Saved data entries
◆ ◆ ◆ ◆ ◆
PR #71, opened 2022-07-21
packages.jaia.tech

tsaubergine:
- Set up new packages.jaia.tech VM with 3 repositories:
    - continuous/1.y: all commits to 1.y
    - beta/1.y: all tags that contain  a _ (e.g. 1.0.0_beta1) which is changed to ~ (e.g. 1.0.0~beta1). Git does not allow ~ in tag names, hence the substitution.
    - release/1.y: all tags that do not contain a _ (e.g. 1.0.0).
- Implements CircleCI building packages to the three new Ubuntu repositories on packages.jaia.tech  
    - Tested by creating somewhat meaningless 0.1.0 and 0.1.0_beta1 releases that sort before 1.0.0 real releases. *Deleted the old 1.0.0_beta1* testing tags.
- Removed all jaiabot packages from packages.gobysoft.org
- Updated to "Large" CircleCI instance when building .deb packages and "Small" when doing low CPU usage tasks. Shortens the build time.


tsaubergine:
[1. Create packages.jaia.tech](https://trello.com/c/XGTYNZQ5/324-1-create-packagesjaiatech)

tsaubergine:
Merging so we don't keep creating downstream issues when merging other PRs (and trying to upload to old package server / use old GobySoft GPG signing key). Please feel free to review still and mark any concerns as new Trello cards / issues.

PR #74, opened 2022-07-22
added ntp for running sim locally

jason-jaia:
I added ntp to the runtime tools which was causing jaiabot_health to crash in the simulator.


ferrom-jaia (approved):

oceanzus:
I was wondering why my local sim was bombing out. Nice catch.

PR #93, opened 2022-07-28
Fix ERROR__FAILED__PYTHON_JAIABOT_WEB_APP var names

edsanville:


tsaubergine (approved):
Thanks for fixing my sloppiness.

PR #102, opened 2022-08-01
Implement data offload

tsaubergine:
This finalizes the Mission Manager state machine by implementing the DataOffload state.

Video walking through usage (too large for Github):

https://youtu.be/4kVOqJNHx0Q

Video showing Offload failure and retry:

https://user-images.githubusercontent.com/732276/183573946-1247c8cd-9d13-444e-8a79-a87709811151.mp4

The DataOffload state runs a shell script in its own thread, which is set to the new script `scripts/jaiabot-dataoffload.sh`
- scripts/jaiabot-dataoffload.sh: 
   1. rsync non-.txt data to `/var/log/jaiabot/bot_offload` so all the .goby files are in the same directory for the Analyze tool
   2. Compress any .txt (glog) files using xz to reduce space.
   3. Remove any .txt.xz (compressed glog) files that are older than 7 days
   4. Remove any other log files (e.g., .goby) files that are older than 14 days

Assumptions:
- jaiabot-dataoffload.sh assumes IP address for 'hub0' is defined in /etc/hosts as that is where the data are copied.
- User of hub0 is `jaia`
- SSH keys are already shared (public key of bot is on hub's /home/jaia/authorized_keys). This is card https://trello.com/c/ndNNODmA/347-create-pathway-for-generating-and-sharing-ssh-keys-on-setup-1
- rsync and xz are available on the hub/bot (rsync was already installed, xz added at https://github.com/jaiarobotics/jaiabot-rootfs-gen/pull/10)

Other changes:
- Added configuration option for mission manager (stop_logging_while_idle) to disable logging when in Pre/PostDeployment::Idle (defaults to true, so we must explicitly set it to false if we want to log everything including during Idle).
- Added StartingUp state before Idle which waits until EvStarted (triggered off a non-HEALTH__FAILED health report). This ensures that every app has a chance to start up and publish their configuration prior to entering PreDeployment::Idle (and thus disabling logging). If the system does not get an EvStarted within a configurable `startup_timeout` seconds (default 120s), it goes into PreDeployment::Failed.
- Added EvRetryDataOffload and corresponding command type RETRY_DATA_OFFLOAD to retry the data offload. Since the jaiabot-dataoffload.sh uses rsync and is reentrant, running this command after a successful offload will just simply succeed again within a few seconds.
- Exclude the goby internal groups from the .goby file.
- Add warnings for infeasible missions


tsaubergine:
[S2- Add a Get Logs feature to the Hub [0.5 for the autonomy part]](https://trello.com/c/DJVoJrJr/318-s2-add-a-get-logs-feature-to-the-hub-05-for-the-autonomy-part)

jason-jaia:
[S3 - Data offload using rsync from the bot to the hub [0.5]](https://trello.com/c/2KaUxuXY/364-s3-data-offload-using-rsync-from-the-bot-to-the-hub-05)

ferrom-jaia (approved):
Awesome Job!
◆ ◆ ◆ ◆ ◆
◆ Task instructions:
Give back the records above exactly, limited to the lines between the one holding "Implement data offload" and the one holding "- User of hub0", inclusive.

◆ Answer for the task:
Implement data offload

tsaubergine:
This finalizes the Mission Manager state machine by implementing the DataOffload state.

Video walking through usage (too large for Github):

https://youtu.be/4kVOqJNHx0Q

Video showing Offload failure and retry:

https://user-images.githubusercontent.com/732276/183573946-1247c8cd-9d13-444e-8a79-a87709811151.mp4

The DataOffload state runs a shell script in its own thread, which is set to the new script `scripts/jaiabot-dataoffload.sh`
- scripts/jaiabot-dataoffload.sh: 
   1. rsync non-.txt data to `/var/log/jaiabot/bot_offload` so all the .goby files are in the same directory for the Analyze tool
   2. Compress any .txt (glog) files using xz to reduce space.
   3. Remove any .txt.xz (compressed glog) files that are older than 7 days
   4. Remove any other log files (e.g., .goby) files that are older than 14 days

Assumptions:
- jaiabot-dataoffload.sh assumes IP address for 'hub0' is defined in /etc/hosts as that is where the data are copied.
- User of hub0 is `jaia`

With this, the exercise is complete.